### PROBLEM STATEMENT
Look at each line below and count those with the word "LGTM"; the answer is that number only.

┌─ GIVEN RECORDS

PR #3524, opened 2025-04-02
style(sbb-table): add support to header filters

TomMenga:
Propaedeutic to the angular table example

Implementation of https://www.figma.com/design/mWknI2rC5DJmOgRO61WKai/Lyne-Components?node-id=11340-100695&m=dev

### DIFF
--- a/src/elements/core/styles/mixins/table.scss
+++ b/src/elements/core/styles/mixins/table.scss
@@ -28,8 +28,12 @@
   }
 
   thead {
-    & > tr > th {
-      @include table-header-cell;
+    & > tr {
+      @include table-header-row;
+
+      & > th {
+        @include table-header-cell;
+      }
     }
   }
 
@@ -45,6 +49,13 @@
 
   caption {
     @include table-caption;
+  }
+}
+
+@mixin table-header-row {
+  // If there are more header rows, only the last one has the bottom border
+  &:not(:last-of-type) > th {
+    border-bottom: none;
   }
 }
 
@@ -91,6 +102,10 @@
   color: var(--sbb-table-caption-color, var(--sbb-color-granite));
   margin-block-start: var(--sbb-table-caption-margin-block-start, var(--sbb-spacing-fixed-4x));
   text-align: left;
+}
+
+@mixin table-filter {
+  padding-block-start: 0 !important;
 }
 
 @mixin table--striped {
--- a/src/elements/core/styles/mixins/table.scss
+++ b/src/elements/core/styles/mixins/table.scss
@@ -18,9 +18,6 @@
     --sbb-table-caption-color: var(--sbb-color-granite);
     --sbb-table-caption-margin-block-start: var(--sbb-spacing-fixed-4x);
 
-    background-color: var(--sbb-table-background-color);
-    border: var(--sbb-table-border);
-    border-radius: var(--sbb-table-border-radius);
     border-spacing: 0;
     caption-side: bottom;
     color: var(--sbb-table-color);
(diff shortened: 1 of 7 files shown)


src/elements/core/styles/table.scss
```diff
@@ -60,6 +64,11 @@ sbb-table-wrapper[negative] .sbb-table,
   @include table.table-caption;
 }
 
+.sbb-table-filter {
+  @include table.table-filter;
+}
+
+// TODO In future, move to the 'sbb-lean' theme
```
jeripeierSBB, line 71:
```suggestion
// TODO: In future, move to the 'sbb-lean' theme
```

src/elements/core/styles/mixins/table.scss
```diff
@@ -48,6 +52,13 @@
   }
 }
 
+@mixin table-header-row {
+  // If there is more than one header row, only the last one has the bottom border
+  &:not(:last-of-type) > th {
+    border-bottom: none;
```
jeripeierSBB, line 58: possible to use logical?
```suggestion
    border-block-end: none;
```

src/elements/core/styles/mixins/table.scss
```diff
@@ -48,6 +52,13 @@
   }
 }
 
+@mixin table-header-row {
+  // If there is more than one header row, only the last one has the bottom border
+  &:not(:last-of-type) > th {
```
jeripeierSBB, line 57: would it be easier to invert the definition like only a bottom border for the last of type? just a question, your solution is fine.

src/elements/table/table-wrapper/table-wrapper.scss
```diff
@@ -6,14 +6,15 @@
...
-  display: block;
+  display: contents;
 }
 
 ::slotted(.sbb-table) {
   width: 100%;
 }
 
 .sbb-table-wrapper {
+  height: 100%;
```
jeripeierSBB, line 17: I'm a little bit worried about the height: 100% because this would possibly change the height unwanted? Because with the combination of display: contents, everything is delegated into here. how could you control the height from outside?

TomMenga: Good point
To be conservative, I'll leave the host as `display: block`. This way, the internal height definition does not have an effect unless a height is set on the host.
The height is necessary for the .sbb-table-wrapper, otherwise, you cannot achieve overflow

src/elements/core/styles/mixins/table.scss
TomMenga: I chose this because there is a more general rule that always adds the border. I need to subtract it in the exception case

└─
┌─ GIVEN RECORDS

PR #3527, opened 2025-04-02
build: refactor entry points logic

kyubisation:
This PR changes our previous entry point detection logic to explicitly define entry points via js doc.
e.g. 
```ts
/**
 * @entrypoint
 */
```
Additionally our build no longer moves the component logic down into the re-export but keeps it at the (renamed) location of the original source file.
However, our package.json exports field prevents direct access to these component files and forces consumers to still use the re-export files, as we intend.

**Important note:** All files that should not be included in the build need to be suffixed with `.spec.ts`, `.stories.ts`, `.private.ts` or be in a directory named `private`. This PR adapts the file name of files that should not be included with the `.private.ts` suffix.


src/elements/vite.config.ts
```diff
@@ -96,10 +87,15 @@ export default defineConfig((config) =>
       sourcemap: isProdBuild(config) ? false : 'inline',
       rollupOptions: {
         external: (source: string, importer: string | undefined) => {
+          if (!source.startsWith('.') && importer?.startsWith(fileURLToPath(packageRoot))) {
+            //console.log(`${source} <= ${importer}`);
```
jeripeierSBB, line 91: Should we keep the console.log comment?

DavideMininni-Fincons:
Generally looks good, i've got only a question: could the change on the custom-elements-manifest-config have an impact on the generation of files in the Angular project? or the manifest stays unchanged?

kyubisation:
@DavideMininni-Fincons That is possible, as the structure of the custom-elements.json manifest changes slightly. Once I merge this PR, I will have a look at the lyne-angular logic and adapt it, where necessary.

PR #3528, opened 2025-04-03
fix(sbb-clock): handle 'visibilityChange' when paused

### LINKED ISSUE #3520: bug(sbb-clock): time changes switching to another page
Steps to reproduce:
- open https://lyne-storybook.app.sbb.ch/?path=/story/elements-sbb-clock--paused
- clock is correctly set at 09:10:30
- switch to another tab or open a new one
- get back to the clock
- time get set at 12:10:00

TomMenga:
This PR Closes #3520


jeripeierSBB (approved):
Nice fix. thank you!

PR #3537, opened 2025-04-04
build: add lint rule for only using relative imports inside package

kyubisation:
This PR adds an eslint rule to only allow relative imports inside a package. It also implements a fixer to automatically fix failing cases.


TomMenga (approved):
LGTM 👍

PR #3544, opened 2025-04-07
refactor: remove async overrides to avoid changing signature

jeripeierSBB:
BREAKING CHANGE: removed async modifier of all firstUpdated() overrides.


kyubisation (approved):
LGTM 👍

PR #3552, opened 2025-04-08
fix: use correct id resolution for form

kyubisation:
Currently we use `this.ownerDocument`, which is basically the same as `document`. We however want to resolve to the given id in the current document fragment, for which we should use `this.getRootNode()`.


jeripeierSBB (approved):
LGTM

└─
┌─ GIVEN RECORDS

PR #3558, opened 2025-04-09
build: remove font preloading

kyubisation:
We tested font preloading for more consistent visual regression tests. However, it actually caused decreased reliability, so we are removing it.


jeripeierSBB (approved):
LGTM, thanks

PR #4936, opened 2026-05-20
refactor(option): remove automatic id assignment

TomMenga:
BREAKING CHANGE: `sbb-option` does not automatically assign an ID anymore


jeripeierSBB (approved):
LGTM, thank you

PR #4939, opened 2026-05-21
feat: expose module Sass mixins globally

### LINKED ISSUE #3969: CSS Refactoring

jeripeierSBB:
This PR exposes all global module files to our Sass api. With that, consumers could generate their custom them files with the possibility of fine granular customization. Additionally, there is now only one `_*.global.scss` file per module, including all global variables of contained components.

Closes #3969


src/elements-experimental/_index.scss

└─

### ANSWER BOX
5